Zagla proved heroic, distinguishing himself in many battles, with many wounds, especially at Suvodol (10 June 1809) where he harassed the "Turk" troops alongside his commander Vule Kolarac. He was wounded in the stomach but survived. Following the suppression of the uprising and return of Ottoman rule (1813), Zagla and his brothers moved to Sremska Mitrovica (Habsburg territory) where they traded, but he was unsuccessful. Upon the Second Serbian Uprising (1815) under Miloš Obrenović, Zagla returned to Serbia and lived in Belgrade where he was respected and received a state pension. He died on 30 November 1847 and was buried at St. Mark's Church, Belgrade.

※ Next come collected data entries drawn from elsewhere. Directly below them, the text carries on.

PR #223, opened 2026-07-16
feat(worktrees): open a worktree, or split it beside your work

mukiwu:
Fourth slice of Parallel Worktrees, on top of #222. The manager could only look; now it can take you somewhere — which is the point where the feature stops being a dashboard.

## What lands

- **Open** — the row's body is the target, so the way in is the whole line rather than a control you have to find. Spawns a terminal in that worktree, in a tab of its own.
- **Split** — puts the worktree beside the pane you are in. This is what you want when you are comparing two worktrees rather than moving to one.
- **Focus instead of duplicate** — opening a worktree that is already open takes you to the shell that is there. Two terminals in one worktree is a thing to ask for, not a thing to get by accident.

## Three traps this had to avoid

**Never `setRoot`.** Pointing the explorer at a directory types `cd` into whatever shell has focus — straight into a live agent's prompt. Both paths go through the tab store instead. The file explorer's own context menu already carries this warning in a comment; same rule here.

**The cwd goes on the pane, not the tab.** `resolveTerminalCwd` is `paneCwd || rootPath || tabCwd`, so a tab carrying only `cwd` spawns its shell wherever the *explorer* happens to be pointing. `newTerminalTab` seeds both; the split passes the cwd in its pane content. A hand-rolled tab that set only `Tab.cwd` would be a live bug.

**Prefix matching would open the wrong worktree.** Worktrees are siblings in `<repo>-worktrees/`, so `startsWith` calls `feat-ab` a match for `feat-a`. `findWorktreePane` uses `isUnder`, whose boundary falls on a separator. A pane that has cd'd deeper still counts — `cd src` does not leave the worktree.

## Edges covered

- Stale (`prunable`) and bare worktrees cannot be opened — there is no directory to spawn a shell in. The row says so instead of failing at the pty.
- Split is offered only when there is a pane to sit beside, and stops at the pane cap. `splitPaneWith` takes an explicit target rather than the active pane, so unlike `splitActivePane` it does not enforce the cap for itself — this caller does.
- That cap was two bare `>= 8`s in `tabsStore`. This is the third place that has to agree on it, so it is now `MAX_PANES`.

## Testing

- 9 tests on `findWorktreePane` (sibling worktrees, the parent repo, cd'd-deeper panes, splits, non-terminal panes, Windows case-folding), 7 driving the row against the real tab store — asserting on where terminals actually landed rather than on spies.
- `pnpm typecheck` clean. Full suite: 1630 pass; the two TitleBar hover-delay failures reproduce on `master` (pre-existing, unrelated).
- No `src-tauri/` changes.

### DIFF
--- a/src/i18n/locales/en/worktrees.json
+++ b/src/i18n/locales/en/worktrees.json
@@ -10,14 +10,20 @@
   "row": {
     "main": "main",
     "detached": "detached",
-    "open": "Open in this window",
+    "open": "Open",
     "dirty": "{{count}} uncommitted change",
     "dirty_other": "{{count}} uncommitted changes",
     "locked": "Locked",
     "lockedReason": "Locked: {{reason}}",
     "stale": "Directory is gone",
     "measure": "Measure size",
-    "measuring": "Measuring…"
+    "measuring": "Measuring…",
+    "openHint": "Open a terminal in this worktree",
+    "focusHint": "Go to the terminal already in this worktree",
+    "split": "Split",
+    "splitHint": "Open it beside what you are working in",
+    "splitFull": "This tab is full",
+    "openStale": "The directory is gone — nothing to open"
   },
   "agent": {
     "active": "Working",
--- a/src/i18n/locales/zh-Hant/worktrees.json
+++ b/src/i18n/locales/zh-Hant/worktrees.json
@@ -10,14 +10,20 @@
   "row": {
     "main": "主要",
     "detached": "分離 HEAD",
-    "open": "已在這個視窗開著",
+    "open": "開啟",
     "dirty": "{{count}} 個未提交變更",
     "dirty_other": "{{count}} 個未提交變更",
     "locked": "已鎖定",
     "lockedReason": "已鎖定：{{reason}}",
     "stale": "目錄已不存在",
     "measure": "計算佔用",
-    "measuring": "計算中…"
+    "measuring": "計算中…",
+    "openHint": "在這個 worktree 開一個終端機",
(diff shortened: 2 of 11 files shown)


mukiwu:
All three land. The first one was worse than described — thanks for it.

**SSH panes (high)** — real, and the trigger is reachable: `ssh` is a flag on ordinary terminal content, so a `kind === "terminal"` check lets remote shells straight through. An SSH pane with no cwd of its own inherits its tab's, and `openFromSidebar` splits SSH panes into whatever tab is active — including one already sitting in a worktree. Opening that worktree would focus a shell on another host and call it yours.

The same scan is also in `worktreeSessionStatus`, **already on master**, where it reports a remote host's agent as that worktree's — the same misattribution class caught in #221. Wrote a failing test against each before fixing; both were red, so neither was theoretical.

Rather than adding an `ssh` check in two places, both now call `localTerminalCwd`, which answers "where is this pane's shell on *this* machine" once. The rule has one home.

**Launcher tabs (medium)** — correct, and worth stating plainly: `TabsArea` renders `LauncherPanel` for those and never reads their pane tree, so the split would have silently vanished. Split is no longer offered there. Open still is, since "a tab of its own" is well-defined from anywhere.

**Guarding the handler (medium)** — taken, with a change. Re-checking the captured `activeTab` inside the handler would re-check a stale value: it is this render's snapshot, and which tab is active can move between paint and click. The handler now re-reads the store and guards the fresh tab, which covers the raced case you were pointing at rather than only the clicked one.

Suite: 66 worktree tests, 1640 overall. The two TitleBar failures reproduce on `master`.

Zagla was among several notable revolutionaries that hailed from Macedonia, other examples being Vuča Žikić, Cincar-Janko, Cincar-Marko, Dimitrije Đorđević-Jagodinac.

Serbian novelist Branislav Nušić (1864–1938) wrote Our Romeo and Juliet (Наш Ромео и Јулија) about the romance between Đorđe Zagla and a beautiful Turk concubine in Dorćol; they exchanged flowers with meanings via Zagla's dog to show their affection to each other. This was a real story, also noted by Marinko Paunović.